We could be in a war there, I should say. There could be a regional war there by January 20th, when the next president is sworn in.View on YouTube
By the cutoff date in the prediction—January 20, 2025, when the next U.S. president was sworn in—there was no widely recognized regional war directly pitting Israel and Iran against each other in a sustained, large‑scale campaign.
What did exist before that date was:
- The Gaza war and parallel fronts with Hezbollah in Lebanon, Houthis in Yemen, and Iran‑aligned militias in Iraq and Syria, described collectively as a broader Middle Eastern crisis (2023–present), with multiple Iran‑backed groups attacking Israel and U.S. interests.(en.wikipedia.org)
- A series of direct but limited exchanges between Israel and Iran in 2024 (Iran’s April 13–14 drone/missile barrage and Israel’s limited April 19 strike; Iran’s large missile salvo on October 1; Israel’s October 26 strikes on Iranian targets). These are grouped in sources as the “2024 Iran–Israel conflict” and explicitly characterized as a prelude to a later Iran–Israel war, not that war itself.(en.wikipedia.org)
- Diplomatic statements in mid‑ to late‑2024 warning about the risk of a full‑scale regional war in the Middle East, which by implication had not yet occurred.(theguardian.com)
- On January 19, 2025, just before inauguration, a ceasefire and hostage‑prisoner exchange between Israel and Hamas went into effect in Gaza, marking a pause rather than an expansion into a new, broader war.(en.wikipedia.org)

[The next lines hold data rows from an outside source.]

PR #271, opened 2023-11-01
build: move to Go 1.21.x

mythi:


src/shim/runtime/v2/rune/v2/agent.go
```diff
@@ -94,7 +94,7 @@ func (c *agent) connect(ctx context.Context) error {
 	return nil
 }
 
-func (c *agent) disconnect(ctx context.Context) error {
+func (c *agent) disconnect(context.Context) error {
```
dcmiddle, line 97: I don't know what's stylistically recommended but I prefer the _  as in the installReqFunc declaration below. 
I guess either way is correct but we should probably stick with one.

dcmiddle (approved):
lgtm w/ the exception of one stylistic nit

dcmiddle (approved):

Issue #149, opened 2023-05-11
create rootfs_key dynamically and seal it


mythi:
We have been waiting for #20 but in the mean time, let's work on something simpler to get rid of the static `rootfs_key`.

The proposal is to create `rootfs_key` dynamically and seal with with MRSIGNER key from Occlum's getkey `ioctl()`.

Steps:

- [x] #126 
- [x] #114
- [ ] update image-rs Occlum snapshotter to make the key available under the `containerd_id` path
- [ ] update runtime boot to get the key from `containerd_id` path

Xynnn007:
Let me try to understand this:

1. Enclave-agent generates a key randomly, seal the key and then put the encrypted key to `/run/enclave-cc/<containerd_id>`
2. runtime boot get the key from `/run/enclave-cc/<containerd_id>` and unseal it

This implies that the enclave-agent and runtime boot are signed by the same signer, right?

mythi:
@Xynnn007 yes your summary is correct

ariel-adam:
@mythi will this converge for release 0.7.0 (feature freeze 12th of July) or should we move this to 0.8.0?

PR #266, opened 2023-10-30
Random Key

piotrpalcz:
This PR is related to image-rs PR https://github.com/confidential-containers/guest-components/pull/385 and Shim/rune PR https://github.com/confidential-containers/enclave-cc/pull/256

Makes Runtime boot use key stored in file by image-rs/enclave agent.

After merging and fixes next step will be to seal/unseal the file with SGX

PR #312, opened 2023-12-19
Runtime boot using a randomly generated key from image-rs passed inside enclave sefs

piotrpalcz:
This PR is related to image-rs PR https://github.com/confidential-containers/guest-components/pull/385 and replaces 
https://github.com/confidential-containers/enclave-cc/pull/266 for easier reading
After merge of image-rs PR, branch in Cargo.toml will be reverted

Makes Runtime boot use key stored in file by image-rs/enclave agent.

After merging and fixes next step will be to seal/unseal the file with SGX

Fixes: #149

### DIFF
--- a/src/runtime-boot/init/src/main.rs
+++ b/src/runtime-boot/init/src/main.rs
@@ -4,74 +4,90 @@ extern crate serde_json;
 
 use libc::syscall;
 
+use nix::mount::MsFlags;
 use std::env;
 use std::error::Error;
+use std::fs;
 use std::fs::File;
 use std::io::prelude::*;
 use std::io::{ErrorKind, Read};
 
+use anyhow::Result;
 use std::ffi::CString;
 use std::mem::size_of;
+use std::path::Path;
 
 fn main() -> Result<(), Box<dyn Error>> {
-    // TODO: Get the rootfs key and other parameters through RA/LA or PAL
-    let rootfs_key = b"c7-32-b3-ed-44-df-ec-7b-25-2d-9a-32-38-8d-58-61";
-    let rootfs_upper_layer = "/sefs/upper";
-    let rootfs_lower_layer = "/sefs/lower";
-    let rootfs_entry = "/";
-
-    // Get the key of FS image if needed
-    let key = {
-        const IMAGE_KEY_FILE: &str = "/etc/image_key";
-        // TODO: Get the key through RA or LA
-        let mut file = File::create(IMAGE_KEY_FILE)?;
-        // Writes key.
-        file.write_all(rootfs_key)?;
-
-        let key_str = load_key(IMAGE_KEY_FILE)?;
-        let mut key: sgx_key_128bit_t = Default::default();
-        parse_str_to_bytes(&key_str, &mut key)?;
-        Some(key)
-    };
-
-    let key_ptr = key
-        .as_ref()
-        .map(|key| key as *const sgx_key_128bit_t)
-        .unwrap_or(std::ptr::null());
+    let agent_boot = matches!(env::var("ENCLAVE_AGENT"), Ok(val) if val == "true" || val == "TRUE" || val == "1");
 
     // Mount the image
     const SYS_MOUNT_FS: i64 = 363;
 
-    // Example envs. must end with null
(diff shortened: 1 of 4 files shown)


src/runtime-boot/init/src/main.rs
```diff
@@ -4,74 +4,96 @@ extern crate serde_json;
...
+        false => {
+            let rootfs_upper_layer = "/sefs/upper";
+            let rootfs_lower_layer = "/sefs/lower";
+            let rootfs_entry = "/";
+
+            let fs_type = String::from("sefs");
+            let source = Path::new(&fs_type);
+
+            // Create and mount directory for fs key from agent enclave
+            fs::create_dir("/mnt")?;
```
mythi, line 40: drop?

src/runtime-boot/init/src/main.rs
```diff
@@ -4,74 +4,96 @@ extern crate serde_json;
...
+            let options = format!(
+                "dir={}",
+                Path::new("/keys").join("sefs").join("lower").display()
+            );
+            nix::mount::mount(
+                Some(source),
+                mount_path,
+                Some(fs_type.as_str()),
+                flags,
+                Some(options.as_str()),
```
mythi, line 53: we could use `dir=/keys/sefs/lower` directly?

src/runtime-boot/init/src/main.rs
```diff
@@ -4,74 +4,96 @@ extern crate serde_json;
...
+            )
+            .unwrap_or_else(|err| {
+                eprintln!("Error reading file: {}", err);
```
mythi, line 56:
```suggestion
                eprintln!("Error mounting keys: {}", err);
```

src/runtime-boot/init/src/main.rs
```diff
@@ -4,74 +4,96 @@ extern crate serde_json;
...
+            });
+
+            let KEY_FILE: &str = "/tmp/key.txt";
+            // Get the key of FS image
+            let key = {
+                let key_str = load_key(KEY_FILE)?;
+                let mut key: sgx_key_128bit_t = Default::default();
+                parse_str_to_bytes(&key_str, &mut key)?;
+                Some(key)
+            };
```
mythi, line 66: `umount` after reading

src/runtime-boot/init/src/main.rs
piotrpalcz: Done

src/runtime-boot/init/src/main.rs
piotrpalcz: Done

src/runtime-boot/init/src/main.rs
piotrpalcz: Done

src/runtime-boot/init/src/main.rs
piotrpalcz: Done

mythi (approved):

src/runtime-boot/init/src/main.rs
```diff
@@ -4,74 +4,90 @@ extern crate serde_json;
...
+            nix::mount::umount(mount_path)?;
+            let key_ptr = key
+                .as_ref()
+                .map(|key| key as *const sgx_key_128bit_t)
+                .unwrap_or(std::ptr::null());
+
+            // Example envs. must end with null
+            let env1 = CString::new("TEST=1234").unwrap();
+            let envp = [env1.as_ptr(), std::ptr::null()];
```
dcmiddle, line 69: Looks like this was in the original code, but maybe we shouldn't keep it. Do we need some dummy environment variable in order to essentially have an empty list?

mythi: It follows the Occlum "example" for how envs are passed. Back in 3d2ca1b4970cb749936ea9070bf7748267b1a490 I added it so that we get to test the functionality but that testing is still missing. I guess we could drop it but my preference is to do the cleanup in a separate PR.

dcmiddle: ok. that makes sense to me.

dcmiddle (approved):

mythi (approved):

PR #314, opened 2023-12-20
CI&build updates 

mythi:


dcmiddle (approved):

dcmiddle:
Curious why you are dropping indirect?
It looks like https://github.com/confidential-containers/enclave-cc/pull/316 has a couple indirect bumps.

mythi:
> Curious why you are dropping indirect? It looks like #316 has a couple indirect bumps.

To prioritize direct dependencies. My observation: we seem to be getting one PR a day but they've mostly been indirect deps. Given the threshold 1 open PR at a time I need to keep the queue empty on a daily basis :-) If I stop merging, we might miss some important direct deps update.

PR #319, opened 2024-01-04
bump: image-rs to new version

Xynnn007:
in old image-rs we use Attestation Agent as a lib inside to request for keys. After some refactoring, AA remains only the attestation parts. This patch updates image-rs version after that refactoring.

see https://github.com/confidential-containers/guest-components/issues/412

### DIFF
--- a/src/enclave-agent/Cargo.lock
+++ b/src/enclave-agent/Cargo.lock
@@ -174,28 +174,9 @@ dependencies = [
 ]
 
 [[package]]
-name = "attestation_agent"
-version = "0.1.0"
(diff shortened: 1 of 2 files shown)


mythi:
> We can change the rev to `confidential-containers` after merging [confidential-containers/guest-components#427](https://github.com/confidential-containers/guest-components/pull/427)

Do you think we could just wait that merge first and then update here? i.e., not merge this right now

Xynnn007:
> > We can change the rev to `confidential-containers` after merging [confidential-containers/guest-components#427](https://github.com/confidential-containers/guest-components/pull/427)
> 
> Do you think we could just wait that merge first and then update here? i.e., not merge this right now

Yes. I meant this.

Xynnn007:
Updated the git rev to `confidential-contaienrs.`

mythi (approved):

PR #442, opened 2024-08-22
init: fix syscall parameters

mythi:
PR #270 combined the boot-instance and agent-instance in one but the modifications to "init" missed some syscall() parameters to Occlum.

SYS_MOUNT_FS takes two parameters so add the missing one.


mythi:
@qzheng527 PTAL and perhaps approve

PR #449, opened 2024-09-02
workflow updates

mythi:
Closes: #454

### DIFF
--- a/.github/workflows/basic.yaml
+++ b/.github/workflows/basic.yaml
@@ -7,6 +7,9 @@ on:
     branches:
       - main
 
+permissions:
+  contents: read
+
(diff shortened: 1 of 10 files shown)


dcmiddle:
> ci: use pinned action versions and change rust-toolchain action

Can you say why you want to use checksums rather than versions?

mythi:
> > ci: use pinned action versions and change rust-toolchain action
> 
> Can you say why you want to use checksums rather than versions?

I've had to explain this in other PRs too so I'll just add a link :-) https://github.com/confidential-containers/operator/pull/435#discussion_r1744826698

dcmiddle (approved):

PR #190, opened 2017-10-09
Change rewriteId(Long) to rewriteId(long)

saturnism:
changed Long type to long since object type is not necessary.
also, if input value is 0, it should not rewrite ID and simply return 0 as well.


saturnism:
sorry, updated test to validate :) cheers,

The kind of large, overt regional war involving both Israel and Iran directly, with multi‑country spillover—what most observers would call a true regional war—began later, with the Iran–Israel war of 2025, which started on June 13, 2025 after a massive surprise Israeli attack on Iranian territory, followed by extensive Iranian missile strikes and wider regional involvement.(en.wikipedia.org) This is several months after the January 20, 2025 deadline in the prediction.
Because the predicted regional war did not materialize by the specified date (even though something very similar did happen later in 2025), the prediction must be scored as wrong on timing, and thus wrong overall under a strict “by this date” standard.